ワイゼンバウムは、コンピューティング以外のオブザーバーおよびコメンテーターとして執筆していない。
彼はコンピューティングの歴史の中で最も有名なチャッターボットをプログラムし、彼自身が設計したシステムの危険な使用を認識した。
“ELIZA”と呼ばれるこのシステムは、"Doctor"と呼ばれる一連のスクリプトを実行し、心理療法士になりすまして悪名高くなり、コンピューティングについての彼の考えを深く再評価する流れを作った。 医者はだまされなかったが、その一連の指示により、”ELIZA”は、ユーザーに提供されたコメントをすべて振り返るように求める当たり障りのない”Carl Rogers学派”のふりをして、おそらく会話を続けることができた。 2000年に思考機械が登場するというチューリングの推測は、より限られた文脈の範囲内では正しくなかったかもしれないが、コンピュータがインターフェイスとして言語を使用して人々ともっともらしい対話をするというチューリングの予測は、ワイゼンバウムの1960年代の仕事によってずっと前に裏付けられた。 機械が私たちに収入をもたらす仕事だけでなく、私たちが人類と密接に関連付けている認知的および感情的な機能も引き継ぐという懸念は、コンピュータ時代の特別な心配である。
一つの懸念は医師が「”ELIZA”は実際のセラピストとして雇用されるべきである」と示唆していること。

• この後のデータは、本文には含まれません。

PR #290, opened 2023-08-07
Fix configuration export

mauneyc-LANL:
## PR Summary

@jhp-lanl found an issue where the exported `singularity-eosConfig.cmake` didn't have guards to check if a target has already been created for dependencies. This would cause an issue with builds where there are common dependencies downstream.

This update includes those guards, and also simplifies the logic.

## PR Checklist

### DIFF
--- a/CHANGELOG.md
+++ b/CHANGELOG.md
@@ -4,6 +4,7 @@
 - [[PR269]](https://github.com/lanl/singularity-eos/pull/269) Add SAP Polynomial EoS
 
 ### Fixed (Repair bugs, etc)
+- [[PR290]](https://github.com/lanl/singularity-eos/pull/290) Added target guards on export config
 - [[PR288]](https://github.com/lanl/singularity-eos/pull/288) Don't build tests that depend on spiner when spiner is disabled
 - [[PR287]](https://github.com/lanl/singularity-eos/pull/287) Fix testing logic with new HDF5 options
 - [[PR282]](https://github.com/lanl/singularity-eos/pull/282) Fix missing deep copy in sap polynomial tests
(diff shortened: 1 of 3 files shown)


Yurlungur (approved):

jhp-lanl:
It blows my mind that with how much boilerplate this has that there isn't already CMake functionality for this. And I don't want to block anything, but would it make sense for this to be a macro wrapping `find_package()`? I'm also fine with these changes as-is

jhp-lanl (approved):

mauneyc-LANL:
> It blows my mind that with how much boilerplate this has that there isn't already CMake functionality for this. And I don't want to block anything, but would it make sense for this to be a macro wrapping `find_package()`? I'm also fine with these changes as-is

Probably [this](https://cmake.org/cmake/help/latest/module/CMakeFindDependencyMacro.html) should be used. I can do this for this PR or later

mauneyc-LANL:
> @mauneyc-LANL do we need to run the CI on gitlab as well?

There's no test for this on the CI; there's been some discussion on doing this and maybe should plan for it. Locally I just copy the examples folder and have a CMake with `find_package(singularity-eos)`. That would be easy to get onto the CI i think

mauneyc-LANL:
@jhp-lanl I've updated to use [`find_dependency`](https://cmake.org/cmake/help/latest/module/CMakeFindDependencyMacro.html) (from comment above) that should avoid `find_package` collisions without doing a manual check (though if it still has issues then we can do manual checks).

jhp-lanl:
Okay the CMake configure stage seems to work now (which is where I was seeing the failure before). Merging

この懸念はワイゼンバウムによって強調されている。 Neil Postmanは本「Technopoly」で、ワイゼンバウムが人類の「これまで以上に機械的なイメージ」と呼んでいるものを探求し、コンピューティングの影響は特定のハードウェアおよびソフトウェア技術を考察することに見られるだけでなく、コンピューティングでの使用に適した言語を採用する方法にも見られることに注目している。 Further Reading
Espen Aarseth. "The Cyborg Author: Problems of Automated Poetics." Cybertext: Perspectives on Ergodic Literature, 129-141. Baltimore: Johns Hopkins University Press, 1997.

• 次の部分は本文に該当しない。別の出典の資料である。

PR #291, opened 2023-08-09
Updates to package.py

mauneyc-LANL:
## PR Summary

- Add variants for `spiner`
- Refine some depends_on to not grab unnecessary packages
- Make sure CMake args are correct

@dholladay00 @jhp-lanl @jonahm-LANL @rbberger 
Comments/merges/changes. We can discuss more during scheduled meetings.

## PR Checklist

### DIFF
--- a/spack-repo/packages/singularity-eos/package.py
+++ b/spack-repo/packages/singularity-eos/package.py
@@ -58,10 +58,12 @@ class SingularityEos(CMakePackage, CudaPackage):
     # configuration 
     variant("hdf5", default=False, description="Use hdf5")
 
-    variant("spiner", default=False, description="Use Spiner")
+    variant("spiner", default=True, description="Use Spiner")
+
+    variant("closure", default=True, description="Build closure module")
 
     # building/testing/docs
-    depends_on("cmake@3.14:")
+    depends_on("cmake@3.19:")
     depends_on("catch2@2.13.7", when="+tests")
     depends_on("python@3:", when="+python")
     depends_on("py-numpy", when="+python+tests")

Kenneth Colby. Artificial Paranoia: A Computer Simulation of Paranoid Processes. New York: Pergamon Press, 1975. Janet Murray. "Eliza's Daughters." Hamlet on the Holodeck: The Future of Narrative in Cyberspace, 214-247. New York: Free Press, 1997. Neil Postman. "The Ideology of Machines: Computer Technology." Technopoly: The Surrender of Culture to Technology. New York: Simon & Schuster, 1995. Sherry Turkle. "Taking Things at Interface Value." Life on the Screen: Identity in the Age of the Internet, 102-124. New York: Simon & Schuster, 1995. 本論:From Computer Power and Human Reason(コンピューターの力と人間の理由から)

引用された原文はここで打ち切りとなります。